# Dory boating



## thumper (Dec 9, 2004)

I've rowed a friends dory down the Upper C with barely any other experience besides kayaking, and had no problem with it. I would think the small riffles on the Green (Flaming Gorge-A section) would be very doable. Plus you wouldn't think that you could rent a boat if the shop thought it to be too much of a liability...
My 0.02.


----------



## vardaddy (Jun 14, 2004)

If you've never oared a boat (dory or raft) before then you might want to get out on a flatter section. Ultimately if you damage a rented boat you are probably responsible for it so that is something to take into consideration. 
I've only been on that section once but I don't think there was anything to really avoid as long as you keep the boat straight going down the tongue of the drops.


----------



## Canada (Oct 24, 2006)

*experience*

Yes,

I've paddled rafts on flat water alot as an excuse to get out of the kayak and drink beer, but the dory is so much more responsive. It felt really weird. I wouldn't hesitate in a raft, but the consequence of a highside is so much greater in the dory!
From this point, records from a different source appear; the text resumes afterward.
Issue #1698, opened 2023-02-24
automatic publishing of site listing


gumaerc:
As a content author, I'd like my course to automatically appear in a list of courses in OCW mirror drives

#### Acceptance Criteria:

- [ ] A scheduled celery task runs every x minutes that does the following for both draft and live:
  - [ ] Fetch the root website via `ROOT_WEBSITE_NAME`
  - [ ] Fetch all other sites that have been published at least once in the given context (draft / live)
  - [ ] For each site found in step 2, create or update a `WebsiteContent` with `website` set to the root website and a `dirpath` of `content/websites` containing the following metadata set in the `metadata` field:
    - [ ] The site's metadata found in the `sitemetadata` `WebsiteContent` object associated with that `Website`
    - [ ] `headless: true`
  - [ ] Push the `WebsiteContent` objects that were just created / updated to Github and publish to the appropriate branch (draft / live) without publishing other content
  - [ ] Update the sync states of these `WebsiteContent` objects so that studio knows they have been synced to Github

PR #1705, opened 2023-03-03
publish websites in root website

gumaerc:
#### Pre-Flight checklist

- [ ] Testing
  - [ ] Code is tested

Closes https://github.com/mitodl/ocw-studio/issues/1698

#### What's this PR do?
This PR automatically creates or updates `WebsiteContent` objects of type "website" associated with the root website, denoted by `settings.ROOT_WEBSITE_NAME`. This content will be used to build an "offline index" of courses for mirror drives. There are a few components:

 - The `update_websites_in_root_website` management command, which triggers a task of the same name. The task fetches every `Website` that has been published at least once and creates a `WebsiteContent` of type "website" for it, associated with the `Website` denoted by `settings.ROOT_WEBSITE_NAME`. In order to better facilitate this, the [`django-bulk-update-or-create`](https://github.com/fopina/django-bulk-update-or-create) package was added. This allows us to bulk update or create large numbers of objects, saving significant time as opposed to just looping and running `update_or_create`.
 - The `update_website_in_root_website` task, which is meant to be set in `PREPUBLISH_ACTIONS`. This assures that when a website is published, a `WebsiteContent` object of type "website" associated with the root website is created or updated. If the root website does not have other pending content to be published, it is published as well.
 - If a site is unpublished, the `remove_website_in_root_website` task is triggered, which will remove the above described `WebsiteContent` object from the root website.

 - Spin up `ocw-studio` on this branch, ensuring you have Minio, Concourse and a custom Github org configured
 - Run `./manage.py update_websites_in_root_website`
 - Once the command has completed successfully, log in to the `ocw-studio` UI at http://localhost:8043/ publish your root website (`ocw-www` by default)
 - Once the root website is published, visit its git repository in your custom Github org and verify that you have a folder at `content/websites` on the `main`, `preview` and `live` branches that contains an entry for each published site in your database
 - Visit any course site and make an edit to the site metadata, then save your changes and publish the site live
 - Back in Github, once the course publish has finished, make sure that its Github repo has been updated as well as its entry in the root website`s Github repo
 - Unpublish the course site, either through the UI or the `unpublish_sites` management command
 - Afterwards, publish the root website again
 - Verify in the site has been unpublished and that the site's `content/websites` entry has been removed from the root website's Github repo


pdpinch:
Is there someplace I can see a sample of this output?

gumaerc:
@pdpinch https://github.com/gumaerc-testorg/ocw-www/tree/main/content/websites

content_sync/tasks.py
```diff
@@ -392,3 +393,48 @@ def check_incomplete_publish_build_statuses():
...
+            title=site.title,
+            dirpath=dirpath,
+            filename=site.short_id,
+            is_page_content=True,
+            defaults={"title": site.title, "metadata": site_metadata},
+        )
+    website_content = WebsiteContent.objects.filter(
+        website=root_website, type="website"
+    )
+    github_api = github.GithubApiWrapper(website=root_website)
```
mbertrand, line 439: Ideally it would be better to do this instead, in order to avoid having code explicitly linked to github as much as possible:

```python
backend = get_sync_backend(website)
backend.sync_all_content_to_backend(query_set=website_content)
```
And you would need to change the function definition for `BaseSyncBackend` and `GithubBackend` to include that optional parameter and pass it on to `GithubApiWrapper`.

However, the default way the github wrapper here works is to commit to main, then merge from main to draft or publish branch when published, and you need to commit directly to either draft or publish branch, which will need to be different all the time, right?  You could add an additional parameter for that.  Maybe something like:

BaseSyncBackend:
```python
def sync_all_content_to_backend(
  self, 
  query_set: Optional[WebsiteContentQuerySet] = None, 
  **kwargs
):
```

GithubBackend:
```python
def sync_all_content_to_backend(
  self, 
  query_set: Optional[WebsiteContentQuerySet] = None, 
  branch=setttings.GIT_BRANCH_MAIN
):
```

in code:
```
kwargs = {"branch": <preview/release>}
backend.sync_all_content_to_backend(query_set=website_content, **kwargs)
```

and then pass those on to the GithubApiWrapper, though that's where things might get real messy.  I think there's some assumptions in that code that everything gets committed to main.  When there's a standard publish triggered, main gets merged to draft or live.  The `WebsiteContent` objects autogenerated in this PR *might* get picked up with that and included in the resources to commit to main and then merged to preview/release, which would not be good - so might need to always include a queryset that excludes those resources (by `type="website"`?) when committing to git anywhere outside of this specific task, to ensure they stay out of the main branch.

My hunch is that as long as these new resources are saved only to the preview/release branches and not main, there won't be any conflicts when merging from main, but I'm not positive, probably will require some testing to find out for sure.

mbertrand: Will also need to remove these from git if a site is unpublished

gumaerc: Thanks for the suggestions. I switched from directly calling the Github backend to calling the generic one. I experimented with pushing the content directly up to `preview` / `live`, and the solution ends up being very messy. I wasn't even able to quite get it to work, I'm not sure exactly why but it had something to do with the `ContentSyncState` not evaluating in a way that the content would be included to commit, even after clearing said `ContentSyncState` objects. I'm somewhat stuck on this, but I'm thinking it might be a better idea to create a new branch in each content repo for syncing these changes and always push the content up there. In this case, the branch would be called something like `websites`. Then, we would add a new optional argument to the `publish_website` function to specify a source branch. I'm thinking it would go something like this:

 - Hard reset `websites` branch to `preview`
 - Commit the "website" content directly to the `websites` branch based on the current contents of the DB
 - Merge `websites` branch to `preview`
 - Repeat the process for `live`

In theory, setting `draft: true` on websites that have only been published in draft should allow us to exclude those websites from the index if `--buildDrafts` is not enabled.

mbertrand: I don't recall exactly how the draft toggle works, but If we use `draft: <true/false>` to differentiate between `website` content objects that have been published to draft vs live, can we just push to the main branch for this type of content like all the others?  

`draft: true`: include in the draft list of courses only
`draft: false`: include in the draft and live list of courses

gumaerc:
@pdpinch @Ferdi I reworked this PR based on a conversation Ferdi and I had yesterday. To summarize:

 - The bulk task, `update_websites_in_root_website` is now not set to be run automatically, rather manually through a management command. This will update all websites that have been published at least once in the root website's website listing. We'll mostly need it to backpopulate the content after this PR is released.
 - Another task for updating a single website in the root website's listing was created, `update_website_in_root_website`, which is intended to be set in `PREPUBLISH_ACTIONS`. This way, before any site is published that isn't the root website, the "website" type `WebsiteContent` object in the root website will be updated.

This avoids us having the need for a constantly running task, as it's mostly unnecessary with the frequency new OCW sites are added. Having it set as a `PREPUBLISH_ACTION` means that it will just happen as part of the publish process. Still left to do is to make sure that sites are removed when unpublished.

mbertrand (changes requested):
Some initial comments, still going through it, was delayed by my local theme pipeline being ornery again.

content_sync/tasks.py
```diff
@@ -392,3 +394,119 @@ def check_incomplete_publish_build_statuses():
...
+                        filename=website.short_id,
+                        is_page_content=True,
+                        metadata=site_metadata,
+                    )
+                )
+        website_content = WebsiteContent.objects.filter(
+            website=root_website, type="website"
+        )
+        backend = api.get_sync_backend(website=root_website)
+        backend.sync_all_content_to_backend(query_set=website_content)
```
mbertrand, line 453: I ran `docker-compose run web python manage.py update_websites_in_root_website` after modifying a site's metadata (title), and the corresponding `website` ContentFile was updated in the database, but no new commit was made to git.  I suspect it's because the signal to update ContentSyncState might not have been triggered by the bulk update?

content_sync/tasks.py
```diff
@@ -392,3 +394,119 @@ def check_incomplete_publish_build_statuses():
...
+        root_website = Website.objects.get(name=settings.ROOT_WEBSITE_NAME)
+        website_content = WebsiteContent.objects.get(
+            website=root_website,
+            type="website",
+            title=website.title,
+            dirpath=WEBSITE_LISTING_DIRPATH,
+            filename=website.short_id,
+            is_page_content=True,
+        )
+        website_content.delete()
```
mbertrand, line 512: Do a sync here? The content is not deleted from git.

```python
        backend = api.get_sync_backend(website=root_website)
        backend.sync_all_content_to_backend(
            query_set=WebsiteContent.objects.filter(text_id=website_content.text_id)
        )
        ```

File: content_sync/tasks.py [hunk 4]
```diff
@@ -392,3 +394,119 @@ def check_incomplete_publish_build_statuses():
...
+                )
+        website_content = WebsiteContent.objects.filter(
+            website=root_website, type="website"
+        )
+        backend = api.get_sync_backend(website=root_website)
+        backend.sync_all_content_to_backend(query_set=website_content)
+
+
+@app.task(acks_late=True)
+def update_website_in_root_website(website, version):
```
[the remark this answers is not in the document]
gumaerc: I tried various ways of accomplishing this all day today and hit a brick wall of circular imports at every turn. `content_sync.api` calls a number of functions from `websites.api` already, so importing anything from `content_sync` causes a circular import error. I tried creating a new `tasks.py` file in `websites`, adding the `update_website_in_root_website` and `remove_website_in_root_website` as simple functions rather than tasks inside `websites/api.py`. The only way I could get around the error was to modify `update_website_in_root_website` to get the sync backend and the `publish_website` function manually with `import_string`, but then the function became untestable because at that point you can't mock getting the sync backend. Overall, I don't think it's worth the trouble to try and call it during `update_website_status` as even if the pipeline fails and the `WebsiteContent` object is created, the pipeline will likely be fixed eventually and the site published. If the site is unpublished, the `WebsiteContent` object will be removed anyway. If you can think of something stupid I might be doing wrong, or a better way to accomplish this while avoiding the circular import please let me know.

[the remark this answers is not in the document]
mbertrand: I'm fine with leaving it as is then, shouldn't happen often and as you say the pipeline should successfully complete eventually.

gumaerc:
@mbertrand This is ready for another look. As discussed, we will continue running `update_website_in_root_website` as a prepublish action due to the circular import issues with calling the `content_sync` api from the `websites` api. I think I was able to address everything else you mentioned and did some more extensive testing with unpublishing a site, republishing it to draft, then back to production. I found that I had issues with `IntegrityError` on the `update_or_create` call unless I limited the keyword args to `website`, `dirpath` and `filename`. This was due to the fact that `WebsiteContent` uses `django-safedelete` as well as the fact that it has this `UniqueConstraint`:

```
            UniqueConstraint(
                name=CONTENT_FILEPATH_UNIQUE_CONSTRAINT,
                fields=("website", "dirpath", "filename"),
                condition=Q(is_page_content=True),
            ),
```

Calling `update_or_create` with any more parameters beyond what's specified here would cause `update_or_create` to try and create a new object, but if that object had been deleted the constraint would still throw an error. This is because `safedelete` prevents the object from being hard deleted. `update_or_create` properly chooses to "create", but the unique constraint is still triggered even though the object is soft deleted. Changing the keyword args to exactly match the constraint solved this.

content_sync/tasks.py
```diff
@@ -392,3 +398,120 @@ def check_incomplete_publish_build_statuses():
...
+                "is_page_content": True,
+                "metadata": get_website_in_root_website_metadata(website, version),
+            },
+        )
+        backend = api.get_sync_backend(website=root_website)
+        backend.sync_all_content_to_backend(
+            query_set=WebsiteContent.objects.filter(text_id=website_content.text_id)
+        )
+        if not root_has_unpublished:
+            api.publish_website(root_website.name, version, trigger_pipeline=False)
```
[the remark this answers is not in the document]
mbertrand: One potential complication if the root site pipeline should trigger, but the pipeline for a new individual site hasn't completed yet (or fails), is that the root site pipeline might fail because it can't find the json for that site?  I got this error after publishing a new local site then manually publishing the root site:

```
ERROR 2023/03/16 14:59:39 Failed to fetch new course info from https://ocw.mit.edu/courses/3-16-2-march-16-site-2-summer-2027/data.json
```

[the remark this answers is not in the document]
gumaerc: > with `trigger_pipeline=False`, the git repo for the root site will be synced but it won't actually be published. Is that the desired behavior? The issue seems to infer that it should be published if there are no other changes.

The idea here is to get the markdown into Github, but the pipeline to build the live root website does not need to be triggered. Since the markdown files generated during this process have:

```
_build:
  list: true
  render: false
```

This means they will show up in lists during the Hugo build such as `site.Pages`, but no HTML or JSON will show up in the output based on them. This content will be used to build a paginated list of courses in an offline `ocw-www` site.



> One potential complication if the root site pipeline should trigger, but the pipeline for a new individual site hasn't completed yet (or fails), is that the root site pipeline might fail because it can't find the json for that site? I got this error after publishing a new local site then manually publishing the root site:
> 
> ```
> ERROR 2023/03/16 14:59:39 Failed to fetch new course info from https://ocw.mit.edu/courses/3-16-2-march-16-site-2-summer-2027/data.json
> ```

As far as this issue, can you try reproducing it on `master`? I don't believe it is related to this work. What I described above has nothing to do with the JSON that's fetched at build time by the live `ocw-www` site. When an individual course site is built, `data.json` files are generated and deployed as part of the build and the `www` theme queries these during its build based on an API response from `ocw-studio` about which courses have been published. What you're experiencing here is that you likely have `STATIC_API_URL` set to https://ocw.mit.edu/ in your env file. This gets pushed up to pipelines in your local Concourse and when building `ocw-www`, this is where these JSON files will be requested from. Since this course only exists in your local database, the request will fail every time. If you set `STATIC_API_URL` to http://10.1.0.102:8045/ then in theory you could have a pipeline hit your locally running `ocw-studio` nginx for this data, but unless you have published every site that it would be looking for then you will get errors like you posted above.

mbertrand (approved):
LGTM 👍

I'm going to give it a shot. If anyone else has tips, I'm ready to learn!


----------



## vardaddy (Jun 14, 2004)

Then I go with Thumper's line of thinking above. A dory is definitely more responsive which just takes a little getting used to but is why they are used for fishing. I would just put in and practice a bunch up top before getting to the first drop. Just keep it straight going into the drops and you should be fine. The fact you have practiced reading water should help.


Canada said:


> Yes,
> 
> I've paddled rafts on flat water alot as an excuse to get out of the kayak and drink beer, but the dory is so much more responsive. It felt really weird. I wouldn't hesitate in a raft, but the consequence of a highside is so much greater in the dory!
> 
> I'm going to give it a shot. If anyone else has tips, I'm ready to learn!


----------



## sbratt (May 10, 2006)

I didn't think you could rent Dories on the Green? Mostly rafts. It's a tricky float (A section) if you don't have a couple days under the belt. The last big right bend can be tricky depending on flows if you're new to it. Give it a couple days on something like the Bighorn (or lower Colo), then the Green is no problem. the B-section on the Green has the only serious rapid to a dory, you need to be pretty familar with a dory for that, easy place to splinter a boat.


----------



## DurangoSteve (Jun 2, 2006)

Canada said:


> With two boys learning to fly fish I think it might be time to get a Dory. I fish the green alot, but wondered peoples thoughts on it (the green) for renting for a day. I paddled a friends through some drifts last week and it felt really weird. Would you start in flat water? Would a beginner be over his head trying the couple little drops in A section?
> 
> On a fishing note, aprox 75 fish in a 6 hour day Carolina rigging nymphs. That river is just ridiculous for the numbers of fish.


I think you would be fine renting a drift boat. I've rowed a friend's boat on the "B" section, and it was no problem. Red Creek is the only "real" rapid on that stretch, and it's really straight forward. They are a lot more responsive than rubber, to be sure.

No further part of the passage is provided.